Kroger often has sales events with 20% off per case (12 bottles, any brands mixed as you like). Just had a sale Aug 24-27, and my guy there (Barry Wilson) always emails me in case I want to run over to HH to stock up.  They have many of the good wines you might want.  The other 2 or 3 guys there are very knowledgeable too (Fred, Simou, or Jeff), but I like to catch Barry, as he lived in both France and Napa, CA for many years.



.


----------



## Superchief

jme said:


> One of the best wine shops I've ever run across, not in a big city, is at the new Kroger Superstore at Town Center off Hwy 278 in Hilton Head (the old mall area).  I find the prices better than Costco when they both have the same bottle.
> 
> Kroger, however, has a humungous and varied selection in every wine category-----unsurpassed if that's what you want more than just a "cheap" bottle of "something".  For example, they carry these cabernets, seldom found in a grocery store: Caymus, Mount Veeder, Hess, Stag's Leap, Mondavi Reserve, Duckhorn, Berenger Knights Valley, Louis Martini, Franciscan Estate, Educated Guess, Silver Oak, and more............. and good low-cost ones too, like a really wonderful Columbia Crest at $7.99.   Other stores carry it for $9.99-10.99. I love Columbia Crest for a day-to-day cabernet. And btw, Kroger's prices are at least 30% less than the cost of any same bottle at Fresh Market (known connoisseur's hang-out for food and wine).
> 
> Kroger often has sales events with 20% off per case (12 bottles, any brands mixed as you like). Just had a sale Aug 24-27, and my guy there (Barry Wilson) always emails me in case I want to run over to HH to stock up.  They have many of the good wines you might want.  The other 2 or 3 guys there are very knowledgeable, too, but I like to catch Barry, as he lived in both France and Napa, CA for many years.



Thanks for the great tips. Now I have another reason to go to Hilton Head. I prefer $20 tasting red wines for $8, although I've been known to splurge occasionally for wines that are worth it. Who need Costco or PBJ?

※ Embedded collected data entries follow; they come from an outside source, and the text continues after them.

PR #4389, opened 2023-02-20
build: added generic-arm32 profile

marcellorinaldo:
This PR adds a generic profile compatible with `arm32hf` architectures. This profile provides a suitable installation for integrating Kura with **NetworkManager**.

Some references:

- [NetworkManager for administrators](https://networkmanager.dev/docs/admins/)

**Related Issue:** N/A.

**Description of the solution adopted:** The generic installer will perform the following actions:

1. Install the "network-manager" bundles instead of the usual "kura.net" ones.
2. Install the `99kura-nm.conf` that contains NM configuration. The file is installed through dpkg, hence it is automatically removed at uninstallation.
3. If python is installed, `snapshot_0.xml`, `iptables.init`, and `kura.properties` are edited by replacing `eth0` and `wlan0` with the actual interface names. If python is not installed or no ethernet interface exists, this susbstitution will not happen. More susbstitutions will be made if the edited files contain also `eth1`, `wlan1`, etc. and there are more than 1 interface for each type (ethernet and wireless).
4. Custom `jdk.dio.properties` file is installed based on the dected board (in this case it is just raspberry)
5. NetworkManager cannot modify connection settings that are from `/etc/network/interfaces`, so this file needs to be removed. The installer moves it to `/etc/network/interfaces.old` and restores it at uninstallation.

**Screenshots:** N/A.


marcellorinaldo:
Line 64 of `kura_install.sh` is to be verified.

marcellorinaldo:
> Line 64 of `kura_install.sh` is to be verified.

Managed by NetworkManager

marcellorinaldo:
Question for reviewer: I have added [Recommends dependencies](https://www.debian.org/doc/debian-policy/ch-relationships.html) for the Raspberry Pi, but raspbian already has those packages installed. Shall we remove such dependencies? So that on boards != raspberry those do not show up?

marcellorinaldo:
Question for reviewer: sometimes it is needed to remove the `/etc/network/interfaces` if present from a previous kura installation (see [troubleshooting section of this PR](https://github.com/eclipse/kura/pull/4363)). Shall we remove the file at installation to be on the safe side? On a fresh image, no problems occur

MMaiero:
@pierantoniomerlino any thoughts on @marcellorinaldo question?

pierantoniomerlino:
> Question for reviewer: sometimes it is needed to remove the `/etc/network/interfaces` if present from a previous kura installation (see [troubleshooting section of this PR](https://github.com/eclipse/kura/pull/4363)). Shall we remove the file at installation to be on the safe side? On a fresh image, no problems occur

It seems that NM cannot manage interfaces that are listed in the `/etc/network/interfaces` file. There is an option (`managed=true`) that can be set in the NM configuration file to avoid it. However, this seems not to work as expected. Moreover, there are situation where we need to keep some info in that file (i.e. can interfaces that cannot be managed by NM), but I don't think it is the case. 

IMHO, we can backup the file in the system, optionally install a new one (probably without any information?) and revert it at the uninstallation.

marcellorinaldo:
> > Question for reviewer: sometimes it is needed to remove the `/etc/network/interfaces` if present from a previous kura installation (see [troubleshooting section of this PR](https://github.com/eclipse/kura/pull/4363)). Shall we remove the file at installation to be on the safe side? On a fresh image, no problems occur
> 
> It seems that NM cannot manage interfaces that are listed in the `/etc/network/interfaces` file. There is an option (`managed=true`) that can be set in the NM configuration file to avoid it. However, this seems not to work as expected. Moreover, there are situation where we need to keep some info in that file (i.e. can interfaces that cannot be managed by NM), but I don't think it is the case.
> 
> IMHO, we can backup the file in the system, optionally install a new one (probably without any information?) and revert it at the uninstallation.

As now, I have tried to set `/etc/network/interfaces` as a dpkg configuration file. This means that, if the file already exists at installation, apt will prompt the user if he wants to replace it, like in the picture below:

Screenshot 2023-02-27 at 11 35 22

If the user inputs `Y`, then a backup of the old file is created by apt. When removing kura with `apt remove kura`, the installed file and the backup are not removed. If, instead, we uninstall using `dpkg --purge kura`, then installed and backup are removed as well.

Is this behavior OK?

@pierantoniomerlino @MMaiero

pierantoniomerlino:
@marcellorinaldo I don't think so. Unfortunately, if Kura is installed in an automatic way, no human intervention is needed. Moreover, since the `interfaces` file is not owned by the Kura package, I don't know if it is safe to to this operation because it can couse some conflict. Is it better to replace it in a post-install script?

marcellorinaldo:
> @marcellorinaldo I don't think so. Unfortunately, if Kura is installed in an automatic way, no human intervention is needed.

There is a flag to specify the behavior (https://manpages.ubuntu.com/manpages/trusty/man1/dpkg.1.html), like `--force-confnew`. But it will introduce more complexity at installation.

MMaiero:
Does it simplify our lives if we consider that this is a new profile that will be installed in systems where Kura has not been installed previously?
Potentially we can also mention the need for a manual cleanup to make things easier

marcellorinaldo:
> Does it simplify our lives if we consider that this is a new profile that will be installed in systems where Kura has not been installed previously?
> Potentially we can also mention the need for a manual cleanup to make things easier

On a freshly installed raspbian, the interfaces file is empty. I think that the code changes to backup and restore the interfaces file are simple, so I would keep them to have the installer more robust.

kura/distrib/src/main/resources/generic-arm32/deb/control/postinst
```diff
@@ -0,0 +1,89 @@
+#!/bin/bash
+
```
MMaiero, line 14: copyright header needed?

kura/distrib/src/main/resources/generic-arm32/deb/control/preinst
```diff
@@ -0,0 +1,94 @@
+#!/bin/bash
+
```
MMaiero, line 14: copyright header needed?

kura/distrib/src/main/resources/generic-arm32/deb/control/prerm
```diff
@@ -0,0 +1,124 @@
+#!/bin/bash
+
```
MMaiero, line 14: copyright header needed?

kura/distrib/src/main/resources/generic-arm32/firewall.init
```diff
@@ -0,0 +1,111 @@
+#!/bin/bash
+# iptables-restore script
```
MMaiero, line 16: copyright header needed?

kura/distrib/src/main/resources/generic-arm32/deb/control/postinst
marcellorinaldo: Don't know if we need to add it, other profiles do not have it....

MMaiero: I think we are required to. Here is an excerpt from the Eclipse Handbook:

> Where possible, all source code, property files, and metadata files (including application, test, and generated source code as well as other types of files such as XML, HTML, etc.) should contain appropriate copyright and license notices as well as information on each contribution.

So maybe we were wrong with the other old files...

marcellorinaldo: Ok, will add then

MMaiero (approved):

PR #4390, opened 2023-02-21
refactor(WireHelperService): Catch case that service pid is an array.

gnunzi:
I want to catch an unhandled error. This is what I saw in my environment:

```
!MESSAGE bundle com.***.service:1.0.0 (185)[com.***Component] : The activate method has thrown an exception
java.lang.ClassCastException: java.util.ArrayList cannot be cast to java.lang.String
       at org.eclipse.kura.internal.wire.helper.WireHelperServiceImpl.newWireSupport(WireHelperServiceImpl.java:147)
       at com.beegy.shaun.event.service.publisher.EventPublisherComponent.activate(EventPublisherComponent.java:68)
       at sun.reflect.NativeMethodAccessorImpl.invoke0(Native Method)
```

Basically, I used mistakenly the service pid twice in my meta-data, Osgi apparently creates an ArrayList for the service pid, so the exception is raised.

The code makes clear that service pid is expected to be a string, not an array. Maybe the developer used the service pid twice and that's an error case that can be catched and reported.

This code can help whoever will face the same configuration mistake in the future.

### DIFF
--- a/kura/org.eclipse.kura.wire.helper.provider/src/main/java/org/eclipse/kura/internal/wire/helper/WireHelperServiceImpl.java
+++ b/kura/org.eclipse.kura.wire.helper.provider/src/main/java/org/eclipse/kura/internal/wire/helper/WireHelperServiceImpl.java
@@ -145,9 +145,9 @@ public final class WireHelperServiceImpl implements WireHelperService {
         }
 
         if (wireComponentRef.getProperty(SERVICE_PID) instanceof java.util.ArrayList) {
-            throw new RuntimeException(
-                    "The service PID of {} is an array. It should be a string. (Maybe you used the same PID twice in OSGi metadata?)",
-                    wireComponentRef.getClass().getCanonicalName());
+            throw new RuntimeException(String.format(
+                    "The service PID of %s is an array. It should be a string. (Maybe you used the same PID twice in OSGi metadata?)",
+                    wireComponentRef.getClass().getCanonicalName()));
         }
         final String servicePid = (String) wireComponentRef.getProperty(SERVICE_PID);
         final String kuraServicePid = (String) wireComponentRef.getProperty(KURA_SERVICE_PID);
--- a/kura/org.eclipse.kura.wire.helper.provider/src/main/java/org/eclipse/kura/internal/wire/helper/WireHelperServiceImpl.java
+++ b/kura/org.eclipse.kura.wire.helper.provider/src/main/java/org/eclipse/kura/internal/wire/helper/WireHelperServiceImpl.java
@@ -144,6 +144,9 @@ public final class WireHelperServiceImpl implements WireHelperService {
             return null;
         }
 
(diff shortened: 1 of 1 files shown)


nicolatimeus:
Hi @gnunzi , thank you for your PR, it seems that the build is failing due to checkstyle, please make sure that you are using the formatter and cleanup profile available at [1].

[1] https://github.com/eclipse/kura/tree/develop/kura/setups/formatting

kura/org.eclipse.kura.wire.helper.provider/src/main/java/org/eclipse/kura/internal/wire/helper/WireHelperServiceImpl.java
```diff
@@ -144,6 +144,11 @@ public WireSupport newWireSupport(final WireComponent wireComponent,
             return null;
         }
 
+        if (wireComponentRef.getProperty(SERVICE_PID) instanceof java.util.ArrayList) {
```
nicolatimeus, line 147: Maybe we can change this to

` (!(wireComponentRef.getProperty(SERVICE_PID) instanceof String))`

since the code expects the service pid to be a string, in this way we can probably catch more error cases.

kura/org.eclipse.kura.wire.helper.provider/src/main/java/org/eclipse/kura/internal/wire/helper/WireHelperServiceImpl.java
```diff
@@ -144,6 +144,11 @@ public WireSupport newWireSupport(final WireComponent wireComponent,
...
+            throw new RuntimeException(String.format(
```
nicolatimeus: Sonar is complaining about this issue https://sonarcloud.io/project/issues?resolved=false&sinceLeakPeriod=true&types=CODE_SMELL&branch=PR-4390&id=org.eclipse.kura%3Akura&open=AYaSLhG3gxuJpOzIn5La. changing the exception type to `IllegalArgumentException` should probably fix.

kura/org.eclipse.kura.wire.helper.provider/src/main/java/org/eclipse/kura/internal/wire/helper/WireHelperServiceImpl.java
gnunzi: I had a look at it, thanks.
Imo if we catch the specific case ArrayList, we can give a strong hint message to the developer ("Maybe you used the same PID twice in OSGi metadata?")

The pid is always string, because it is parsed from the META-INF file. It just happens to be an ArrayList, if it is defined twice by error. You kind of loose this know-how here if you go generic.

Should I make it generic or remain specific? :)

MMaiero:
Now sonar passes. Unfortunately a misconfiguration in the Eclipse CI makes the build fail anyways.
@nicolatimeus If the PR is ok for you, I think we can merge the PR even with that error, not related to this contribution.

nicolatimeus (approved):

PR #4394, opened 2023-02-22
fix: OS indipendent paths in suppression file

mattdibi:
The suppression file was not working for non-Unix OS. This PR should fix the issue.


salvatore-coppola (approved):
tested on win11

PR #4397, opened 2023-02-22
fix(nm): Fix gateway setting in dhcp mode

pierantoniomerlino:

It seems that when in DHCP client mode, the static gateway is applied in any case. The value comes from a previous configuration. This PR fixes this issue, moving the instructions for setting the gateway only in the static configuration (and if the interface is in WAN mode).

### DIFF
--- a/kura/org.eclipse.kura.nm/src/main/java/org/eclipse/kura/nm/configuration/NMSettingsConverter.java
+++ b/kura/org.eclipse.kura.nm/src/main/java/org/eclipse/kura/nm/configuration/NMSettingsConverter.java
@@ -85,6 +85,11 @@ public class NMSettingsConverter {
             addressEntry.put("address", new Variant<>(address));
             addressEntry.put("prefix", new Variant<>(new UInt32(prefix)));
 
+            if (ip4Status.equals(KuraIpStatus.ENABLEDWAN)) {
+                Optional<String> gateway = props.getOpt(String.class, "net.interface.%s.config.ip4.gateway", iface);
+                gateway.ifPresent(gatewayAddress -> settings.put("gateway", new Variant<>(gatewayAddress)));
+            }
+
             List<Map<String, Variant<?>>> addressData = Arrays.asList(addressEntry);
             settings.put("address-data", new Variant<>(addressData, "aa{sv}"));
         } else {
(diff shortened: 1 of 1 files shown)


kura/org.eclipse.kura.nm/src/main/java/org/eclipse/kura/nm/configuration/NMSettingsConverter.java
```diff
@@ -81,6 +82,11 @@ public static Map<String, Variant<?>> buildIpv4Settings(NetworkProperties props,
             String address = props.get(String.class, "net.interface.%s.config.ip4.address", iface);
             Short prefix = props.get(Short.class, "net.interface.%s.config.ip4.prefix", iface);
 
+            if (ip4Status.equals(KuraIpStatus.ENABLEDWAN) && Objects.nonNull(address) && !address.isEmpty()) {
```
mattdibi: No need to check for non null or empty `address`. It's all taken care by the `NetworkProperties.get` method. See: https://github.com/eclipse/kura/blob/db579173be99c70f75354bb2aedf46c90670c7f1/kura/org.eclipse.kura.nm/src/main/java/org/eclipse/kura/nm/NetworkProperties.java#L43-L53

```suggestion
            if (ip4Status.equals(KuraIpStatus.ENABLEDWAN)) {
```

kura/org.eclipse.kura.nm/src/main/java/org/eclipse/kura/nm/configuration/NMSettingsConverter.java
```diff
@@ -240,70 +241,71 @@ private static UInt32 convertIp4(String ipAddrString) throws UnknownHostExceptio
...
-        case "MASTER":
-            return "ap";
-        default:
-            throw new IllegalArgumentException(String.format("Unsupported WiFi mode \"%s\"", kuraMode));
+            case "INFRA":
+                return "infrastructure";
+            case "MASTER":
+                return "ap";
+            default:
+                throw new IllegalArgumentException(String.format("Unsupported WiFi mode \"%s\"", kuraMode));
```
mattdibi: I'm going to be a PITA here: I don't like mixing a `fix` commit with a `style` one. Additionally there's the increased risk of merge conflicts.

Furthermore the Eclipse Clean Up profile doesn't like it...

mattdibi (changes requested):
See comments

kura/org.eclipse.kura.nm/src/main/java/org/eclipse/kura/nm/configuration/NMSettingsConverter.java
mattdibi: This goes for all the refactored `switch` statements

pierantoniomerlino: I've not touch this part. Probably the IDE applied a formatter when I saved the file.

pierantoniomerlino:
@mattdibi Done!

mattdibi (approved):
👍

I'm heading to SF area next week and look forward to tasting at Ledson in Sonoma. We plan to get a few cases since we are traveling by train.


----------



## Luvtoride

SueDonJ said:


> They're trying to hire at least one new bartender - scroll down to the bottom on the MVW "Search Our Job Opportunities" page.  Hopefully any good candidates won't stumble across the drama on social media, wouldn't want them to think they'll be disliked/resented by the clientele from the get-go.
> 
> (A side note - it's not necessarily only non-drinkers who prefer onsite bars to be closed to walk-ins.)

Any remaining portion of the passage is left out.